Saved data entries
PR #6692, opened 2025-06-04
merged_tree: add async version of `path_value()`, use in annotate

martinvonz:
# Checklist

If applicable:

### DIFF
--- a/lib/src/merged_tree.rs
+++ b/lib/src/merged_tree.rs
@@ -194,26 +194,30 @@ impl MergedTree {
     /// Gets the `MergeTree` in a subdirectory of the current tree. If the path
     /// doesn't correspond to a tree in any of the inputs to the merge, then
     /// that entry will be replace by an empty tree in the result.
-    pub fn sub_tree(&self, name: &RepoPathComponent) -> BackendResult<Option<MergedTree>> {
+    pub async fn sub_tree(&self, name: &RepoPathComponent) -> BackendResult<Option<MergedTree>> {
         match self.value(name).into_resolved() {
             Ok(Some(TreeValue::Tree(sub_tree_id))) => {
                 let subdir = self.dir().join(name);
                 Ok(Some(MergedTree::resolved(
-                    self.store().get_tree(subdir, sub_tree_id)?,
+                    self.store().get_tree_async(subdir, sub_tree_id).await?,
                 )))
             }
             Ok(_) => Ok(None),
             Err(merge) => {
-                let trees = merge.try_map(|value| match value {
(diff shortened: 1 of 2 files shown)


lib/src/merged_tree.rs
```diff
@@ -223,9 +225,14 @@ impl MergedTree {
     /// `self` is a `Conflict`, which happens if the value at the path can be
     /// trivially merged.
     pub fn path_value(&self, path: &RepoPath) -> BackendResult<MergedTreeValue> {
+        self.path_value_async(path).block_on()
+    }
+
+    /// Async version of `path_value()`.
+    pub async fn path_value_async(&self, path: &RepoPath) -> BackendResult<MergedTreeValue> {
```
PhilipMetzger, line 234: nit: can we reverse the names here, so `async fn path_value` and `fn path_value_sync` since it advertises that `async` is preferred by the project which is true longterm. It's also inconsistent here since `sub_tree` has no sync implementation.

PhilipMetzger (approved):
LG

lib/src/merged_tree.rs
martinvonz: We already have a e.g. `Store::get_commit_async()` and `Merge::try_map_async()`, so the naming here is consistent with those. I agree that we should try to get rid of the sync versions and drop the `_async` suffix at some point.

PhilipMetzger: > We already have a e.g. `Store::get_commit_async()` and `Merge::try_map_async()`, so the naming here is consistent with those.

Then `sub_tree_async` is also more appropriate, if the file already contains so many `*_async` named functions. 

> I agree that we should try to get rid of the sync versions and drop the `_async` suffix at some point.

Yes, and this would be a starting point to make all future PRs shaped like this to follow that. Anyway, it's your decision and I wanted to bring up the conversation we had with Yuya the last time around it.

martinvonz: There's only one `sub_tree()` but there's both `try_map()` and `try_map_async()`.

PhilipMetzger: ok, fair enough

lib/src/merged_tree.rs
```diff
@@ -204,16 +204,18 @@ impl MergedTree {
             }
```
yuja, line 204: `.get_tree_async()` here

yuja (approved):

lib/src/merged_tree.rs
martinvonz: Thanks. Fixed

Assignment: Give back each entry exactly as it was written.

Answer space:
PR #6692, opened 2025-06-04
merged_tree: add async version of `path_value()`, use in annotate

martinvonz:
# Checklist

If applicable:

### DIFF
--- a/lib/src/merged_tree.rs
+++ b/lib/src/merged_tree.rs
@@ -194,26 +194,30 @@ impl MergedTree {
     /// Gets the `MergeTree` in a subdirectory of the current tree. If the path
     /// doesn't correspond to a tree in any of the inputs to the merge, then
     /// that entry will be replace by an empty tree in the result.
-    pub fn sub_tree(&self, name: &RepoPathComponent) -> BackendResult<Option<MergedTree>> {
+    pub async fn sub_tree(&self, name: &RepoPathComponent) -> BackendResult<Option<MergedTree>> {
         match self.value(name).into_resolved() {
             Ok(Some(TreeValue::Tree(sub_tree_id))) => {
                 let subdir = self.dir().join(name);
                 Ok(Some(MergedTree::resolved(
-                    self.store().get_tree(subdir, sub_tree_id)?,
+                    self.store().get_tree_async(subdir, sub_tree_id).await?,
                 )))
             }
             Ok(_) => Ok(None),
             Err(merge) => {
-                let trees = merge.try_map(|value| match value {
(diff shortened: 1 of 2 files shown)


lib/src/merged_tree.rs
```diff
@@ -223,9 +225,14 @@ impl MergedTree {
     /// `self` is a `Conflict`, which happens if the value at the path can be
     /// trivially merged.
     pub fn path_value(&self, path: &RepoPath) -> BackendResult<MergedTreeValue> {
+        self.path_value_async(path).block_on()
+    }
+
+    /// Async version of `path_value()`.
+    pub async fn path_value_async(&self, path: &RepoPath) -> BackendResult<MergedTreeValue> {
```
PhilipMetzger, line 234: nit: can we reverse the names here, so `async fn path_value` and `fn path_value_sync` since it advertises that `async` is preferred by the project which is true longterm. It's also inconsistent here since `sub_tree` has no sync implementation.

PhilipMetzger (approved):
LG

lib/src/merged_tree.rs
martinvonz: We already have a e.g. `Store::get_commit_async()` and `Merge::try_map_async()`, so the naming here is consistent with those. I agree that we should try to get rid of the sync versions and drop the `_async` suffix at some point.

PhilipMetzger: > We already have a e.g. `Store::get_commit_async()` and `Merge::try_map_async()`, so the naming here is consistent with those.

Then `sub_tree_async` is also more appropriate, if the file already contains so many `*_async` named functions. 

> I agree that we should try to get rid of the sync versions and drop the `_async` suffix at some point.

Yes, and this would be a starting point to make all future PRs shaped like this to follow that. Anyway, it's your decision and I wanted to bring up the conversation we had with Yuya the last time around it.

martinvonz: There's only one `sub_tree()` but there's both `try_map()` and `try_map_async()`.

PhilipMetzger: ok, fair enough

lib/src/merged_tree.rs
```diff
@@ -204,16 +204,18 @@ impl MergedTree {
             }
```
yuja, line 204: `.get_tree_async()` here

yuja (approved):

lib/src/merged_tree.rs
martinvonz: Thanks. Fixed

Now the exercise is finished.